Body health: So far I am failing in this category. I’m giving myself a pass because there has been so much stuff going on (all my recovery efforts plus the unplanned break up and moving additions) that it’s been hard to add even more to it.  I have been walking more and doing a little yoga.  My future plans include much, much more exercise: walking, swimming and yoga and maybe hula-hooping?  I really need to make a physical therapy appointment and get going on that.  Just, you know, time and planning &c.  I am probably going to wait on the PT until moving is done.  I will get going on the exercise thing definitely (the community center and neighborhood gym is three block from my new place, no excuses).  I will try not to beat myself up on this and rather congratulate myself as I get going with it.  I know it will help so much to have less pain in my body.  I know it will help my mental health so much just to get the exercise.  I know it will help my outlook to look and feel better.  I could only just get so many duck in a row at once and I’m still herding these little wild running exercise and body health ducks.

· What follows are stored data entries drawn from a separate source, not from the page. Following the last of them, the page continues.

PR #1189, opened 2024-10-07
Feat: add support for soft delete user

pieterlukasse:
Comment on breaking changes: see also changes in https://github.com/uc-cdis/fence/pull/1189/commits/bfd381f8a1f3c229ffdaf0274241a6f8fc11e15f . Based on my code review (and partly on internal discussion that can be found in the JIRA ticket), the admin part does not seem to be used. So impact is likely none.

Link to JIRA ticket if there is one: https://ctds-planx.atlassian.net/browse/VADC-1357

### New Features
- new endpoint to soft-delete users in Fence.

### Improvements
- consolidate on use of `username` instead of a mix of `name` and `username` in the /admin/user endpoints.

### Breaking Changes
- some of the admin endpoints and methods now expect `username` instead of `name`.


fence/blueprints/admin.py
```diff
@@ -133,6 +133,20 @@ def delete_user(username):
     return response
 
 
+@blueprint.route("/users/<username>/soft", methods=["DELETE"])
```
pieterlukasse, line 136: username = name elsewhere... TODO - align variable names

fence/blueprints/admin.py
```diff
@@ -78,7 +78,7 @@ def create_user():
 
     Returns a json object
     """
-    username = request.get_json().get("name", None)
+    username = request.get_json().get("username", None)
```
paulineribeyre, line 81: Changing this in "create" and "update" is a breaking change, it's probably fine since it's not used, but let's state it under "breaking changes" in the PR description

fence/blueprints/admin.py
```diff
@@ -133,6 +135,20 @@ def delete_user(username):
     return response
 
 
+@blueprint.route("/users/<username>/soft", methods=["DELETE"])
+@blueprint.route("/user/<username>/soft", methods=["DELETE"])
```
paulineribeyre, line 139: The openapi doc should be updated to include all these admin endpoints: https://github.com/uc-cdis/fence/blob/master/openapis/swagger.yaml

fence/resources/admin/admin_users.py
```diff
@@ -359,6 +360,17 @@ def raise_unavailable(gpg_email):
         logger.info("Done with Google deletions.")
 
 
+def soft_delete_user(current_session, username):
+    """
+    Soft-remove the user by marking it as active=False.
+    """
+    logger.debug("Soft-delete user.")
```
paulineribeyre, line 367:
```suggestion
    logger.debug(f"Soft-delete user '{username}'")
```

tests/admin/test_admin_users.py
```diff
@@ -98,6 +99,34 @@ def test_delete_user(db_session, awg_users, cloud_manager):
...
+    """
+    Tests adm.soft_delete_user() by querying an existing User,
+    asserting it is not inactive, and then checking it became inactive
+    after it was soft-deleted.
+    """
+    username = "awg_user"
+    user = db_session.query(User).filter(User.username == username).first()
+    assert user != None
+    assert user.username == username
+    assert user.active is None
```
paulineribeyre, line 112: Why is `active` not True here? Shouldn't it be True by default? I find it strange that the endpoint would return anything else than True or False

tests/admin/test_admin_users_endpoints.py
```diff
@@ -685,6 +691,52 @@ def assert_google_proxy_group_data_deleted(db_session):
...
+    load_non_google_user_data,
+):
+    """
+    Test soft-delete user endpoint by checking that the result is an
+    deactivated user.
+    """
+    username = "test_user_d"
+    user = db_session.query(User).filter_by(username=username).one()
+    assert user.username == username
+    assert user.active is None
```
paulineribeyre, line 707: same question

tests/admin/test_admin_users.py
pieterlukasse: `None` is the default. See also https://github.com/uc-cdis/fence/pull/1184/files#diff-43b58b02e1a8813f615b44a626767d504b26ab4879207e121ade0cc3649550caR103-R108

Maybe I can formalize that here: https://github.com/uc-cdis/fence/pull/1189/files#diff-0874526385bbe4c898757d3eed899922a2f4f8e1c79155d997bdb63ef989866fR94

tests/admin/test_admin_users_endpoints.py
pieterlukasse: fixed.

tests/admin/test_admin_users.py
pieterlukasse: fixed the "same" next question comment below. But this one is harder, as None is just what is stored in the test DB. It is also what will be found in most `User` records in the wild, as None is the default value for this field. Shall I just add a comment next to the None? Or better to fix the test data?

paulineribeyre: I see a couple options
- When getting "active=None" from the DB, the code interprets it as "True" and replaces it with "True" (similar to you fix for the other comment)
- Write a DB migration to replace all "active=None" with "active=True", and make "active" non-nullable in the DB and in the User model

The 1st option is more of a quick fix / code smell in my opinion. The 2nd option would be preferable but is a bit more work (the DB migration should be quick to write, but the User model is in the "userdatamodel" library so it has to be updated separately).

fence/blueprints/admin.py
pieterlukasse: see 
https://petstore.swagger.io/?url=https://raw.githubusercontent.com/uc-cdis/fence/feat/add_support_for_soft_delete_user/openapis/swagger.yaml#/admin%2Fuser

pieterlukasse: I added 3 endpoints there to the "admin/user" section, focusing (for now) only on the ones we care about. Not sure if the other endpoints should be documented, or perhaps just removed from the code itself...

migrations/versions/3a5712474808_make_user_active_field_non_nullable.py
```diff
@@ -0,0 +1,26 @@
...
+
+
+def upgrade():
+    op.execute('UPDATE "User" SET active = True WHERE active IS NULL')
+    op.alter_column("User", "active", nullable=False, server_default="True")
+
+
+def downgrade():
+    op.alter_column("User", "active", nullable=True, server_default=None)
+    op.execute('UPDATE "User" SET active = NULL WHERE active = True')
```
paulineribeyre, line 26: I think the last line is unnecessary, the values can stay "true" when we downgrade

pieterlukasse: maybe...but I'd prefer to do a strict downgrade that restores it to exact same state it was before.

paulineribeyre: The problem is that it doesn't restore it to the same state it was in before - it assumes all "trues" were "null". If any `active` values were set to "true" before migrating, they will be changed to "null". We can't tell what the value was before the DB migration, so of these 2 non-ideal solutions (set to "null" or not), i would rather keep "true" which makes sense for this field, than keep "null" which doesn't

tests/admin/test_admin_users.py
pieterlukasse: implemented 2nd option.

migrations/versions/3a5712474808_make_user_active_field_non_nullable.py
pieterlukasse: See https://github.com/uc-cdis/fence/pull/1189/commits/d76c071b6d78809d246cde4ff3e1e22537184492

pieterlukasse:
> "breaking changes" in the PR description as mentioned in a previous comment, and update userdatamodel to the latest version

Done.

paulineribeyre (dismissed):

paulineribeyre (approved):

PR #1193, opened 2024-10-28
Fix/bucket name

mfshao:

### Bug Fixes
- Fixed a bug cause Fence to unable to generate presigned URL for S3 buckets in fence config that has wildcard characters in their names

### Deployment changes
- any env that has S3 buckets in fence config that has wildcard characters should consider adpot this release


Avantol13 (approved):
approved but suggesting a cleanup PR to split into two functions, `get_bucket_cfg` and `get_bucket_name` to avoid confusion in the future and remove the special handling

PR #1199, opened 2024-11-14
Automated copy feature/OIDC oauth groups

Avantol13:
new version: https://github.com/uc-cdis/fence/pull/1233

duplicated from here: https://github.com/uc-cdis/fence/pull/1188

### New Features

- Support for OIDC Group Claims
- Implementation of token refresh


flashguerdon:
@Avantol13 -- Will you be able to give me access to the detailed integration test report? I get 401 when I click on the link.

fence/job/access_token_updater.py
```diff
@@ -3,23 +3,26 @@
...
 from fence.models import User
 from fence.resources.openid.ras_oauth2 import RASOauth2Client as RASClient
+from fence.resources.openid.idp_oauth2 import Oauth2ClientBase as OIDCClient
 
 
 logger = get_logger(__name__, log_level="debug")
 
 
-class Visa_Token_Update(object):
+class AccessTokenUpdater(object):
```
Avantol13, line 17: I'm wondering now if this really captures what this class does. Perhaps we should just call it `TokenAndAuthUpdater`, since it's not just updating access tokens.

fence/blueprints/login/base.py
```diff
@@ -129,11 +156,157 @@ def get(self):
         id_from_idp = result.get(self.id_from_idp_field)
 
         resp = _login(username, self.idp_name, email=email, id_from_idp=id_from_idp)
-        self.post_login(user=flask.g.user, token_result=result, id_from_idp=id_from_idp)
+
+        expires = self.extract_exp(refresh_token)
+
+        # if the access token is not a JWT, or does not carry exp,
+        # default to now + REFRESH_TOKEN_EXPIRES_IN
+        if expires is None:
```
Avantol13, line 164: we should add a log here so it's clear in an audit trail that we assumed a specific expiration

fence/resources/openid/idp_oauth2.py
```diff
@@ -161,17 +266,40 @@ def get_auth_info(self, code):
...
+            claims, refresh_token = self.get_jwt_claims_identity(
+                token_endpoint, jwks_endpoint, code
+            )
+
+            groups = None
+            group_prefix = None
+
+            if self.read_authz_groups_from_tokens:
+                try:
+                    groups = claims.get("groups")
```
Avantol13, line 282: I still think the field name in the claims should be configurable per IdP.

fence/resources/openid/idp_oauth2.py
```diff
@@ -187,14 +315,15 @@ def get_access_token(self, user, token_endpoint, db_session=None):
         """
         Get access_token using a refresh_token and store new refresh in upstream_refresh_token table.
         """
+        # this function is not correct. use self.session.fetch_access_token,
```
Avantol13, line 318: can you expand on this or fix the underlying issue? I'm not sure I'm following

fence/resources/openid/idp_oauth2.py
```diff
@@ -274,3 +403,150 @@ def store_refresh_token(self, user, refresh_token, expires, db_session=None):
         current_db_session = db_session.object_session(upstream_refresh_token)
         current_db_session.add(upstream_refresh_token)
         db_session.commit()
+
+    def get_groups_from_token(self, decoded_id_token, group_prefix=""):
+        """Retrieve and format groups from the decoded token."""
```
Avantol13, line 408: need vars in the docstring

fence/resources/openid/idp_oauth2.py
```diff
@@ -274,3 +403,150 @@ def store_refresh_token(self, user, refresh_token, expires, db_session=None):
...
+        authz_groups_from_idp = decoded_id_token.get("groups", [])
```
Avantol13, line 409: See previous comment re: this being a configuration per IdP

fence/resources/openid/idp_oauth2.py
```diff
@@ -274,3 +403,150 @@ def store_refresh_token(self, user, refresh_token, expires, db_session=None):
...
+                # Add user to all matching groups from IDP
+                for arborist_group in arborist_groups:
+                    if arborist_group["name"] in idp_group_names:
+                        self.logger.info(
+                            f"Adding {user.username} to group: {arborist_group['name']}, sub: {user.id} exp: {exp}"
+                        )
+                        self.arborist.add_user_to_group(
+                            username=user.username,
+                            group_name=arborist_group["name"],
+                            expires_at=exp,
```
Avantol13, line 517: The expiration here is the `access_token` expiration, was that intentional? Usually those are very short lived, like on the order of minutes, not hours. I wonder if we want to make the expiration configurable per IdP (so I could set it to be 8 hours for example) up to the maximum allowed in the refresh_token (which could be like 30 days?)?

fence/resources/openid/idp_oauth2.py
```diff
@@ -274,3 +403,150 @@ def store_refresh_token(self, user, refresh_token, expires, db_session=None):
...
+                        )
+
+                # Remove user from groups in Arborist that they are not part of in IDP
```
Avantol13, line 520: Unfortunately this design will not work generally. IdP's are not the only source of user membership, so you can't remove users from groups that don't match simply by querying for all groups and diffing with what's in a token, b/c there are other, external sources of other group memberships (admin user.yamls, RAS Passports) that need to be able to maintain their own policies. This logic would wipe users from those groups.

Avantol13: Either we rely on policy expiration to cleanup things, or you need a smarter comparison by knowing the list of groups managed by and IdP

fence/resources/openid/idp_oauth2.py
flashguerdon: The function is not retrieving the expires_at from token_response. I'm thinking we should be storing the new expires retrieved from token_response.

fence/resources/openid/idp_oauth2.py
flashguerdon: yeah, setting per IdP will be

fence/error_handler.py
```diff
@@ -27,6 +28,11 @@ def get_error_response(error):
         )
     )
 
+    # TODO: Issue: Error messages are obfuscated, the line below needs be
```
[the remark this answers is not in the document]
flashguerdon: OK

I think once the chaos of moving dies down I am going to start working devoting a (certainly boring) paragraph of each of these entries to details sleep, exercise, panic attacks and the like, just so I’m keep better track of it and little more accountable for it.  Seems sensible, yeah?

Astrology:  While I give only limited value to astrology, and at that only as a descriptor not as a predictor, Free Will Astrology has always done wonders for me.  Even if it is just words that tell me how to frame my current thinking, it’s helpful.  This week for me we have: Taurus Horoscope for week of February 3, 2011 — I’ve found that even when people are successful in dealing with a long-term, intractable problem, they rarely zap it out of existence in one epic swoop. Generally they chip away at it, dismantling it little by little; they gradually break its hold with incremental bursts of unspectacular heroism. Judging from the astrological omens, though, I’d say that you Tauruses are ripe for a large surge of dismantling. An obstacle you’ve been hammering away at for months or even years may be primed to crumble dramatically. Yeah, I’m definitely feeling this!   Thanks, Rob Brezsny!  I will also continue to consult my father, who is an astrologer, about things like this Saturn transit of my Fourth House, as I’ve said, I feel like it gives me a framework to work in and understand things and I’m glad to have that.